PR #258, opened 2023-02-06
Core (Tests): Add unit test for image loading

kaixiong:


hartwork (commented):
@kaixiong I like this pull request but it seems to have some not-terminating or infinite-loop problem: Multiple CI tasks are stuck during tests execution. Any ideas?

hartwork:
@kaixiong update: I figured now that that's what pull requests #259 is fixing. Let's merge #259 then and rebase #258 onto latest `master` and then CI should be all green with some luck.

hartwork:
PS: I have canceled the related CI runs for now so that runners can pick up other jobs again.

hartwork:
> @hartwork, it's fixed!

@kaixiong it's rebased on 7d536d1e74e0e28b9d0f4c9194672bc49f8a921d by now, I see. Nice, I won't cancel it again then, good to know! :smile: 

> There are still tests for 8-bit and 16-bit images to come. Once this PR is completed and merged, the functions developed here will be used to validate the PNG save function (#206) by means of round-tripping.

Sounds good! :+1:

hartwork (approved):
@kaixiong I found one thing:

Commit "Core (Tests): Add test for BMP image loading." seems to be doing to separate things:
- stop `load_raw_indexed_image` from converting the image to `VISUAL_VIDEO_DEPTH_24BIT`
- add BMP loading tests on top

I believe splitting this in two would yield two almost-trivial-to-review commits for the developers after you and me (and future versions of ourselves) while currently the splitting needs to be done in the reviewer head and is "actual work" and takes while.  What do you think?

kaixiong:
@hartwork Oh dear,  it looks like I missed that change in `load_raw_indexed_image` when cleaning up the commits. I agree with you, let me fix that.

kaixiong:
@hartwork I did some touching up and divided the change into two distinct commits for simplicity, one for PNG and one for BMP.

hartwork (approved):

PROBLEM DESCRIPTION: Restate word for word the lines from the line containing "me fix that." through the last line of the listing, inclusive, and nothing beyond them.

FINISHED TASK:
@hartwork Oh dear,  it looks like I missed that change in `load_raw_indexed_image` when cleaning up the commits. I agree with you, let me fix that.

kaixiong:
@hartwork I did some touching up and divided the change into two distinct commits for simplicity, one for PNG and one for BMP.

hartwork (approved):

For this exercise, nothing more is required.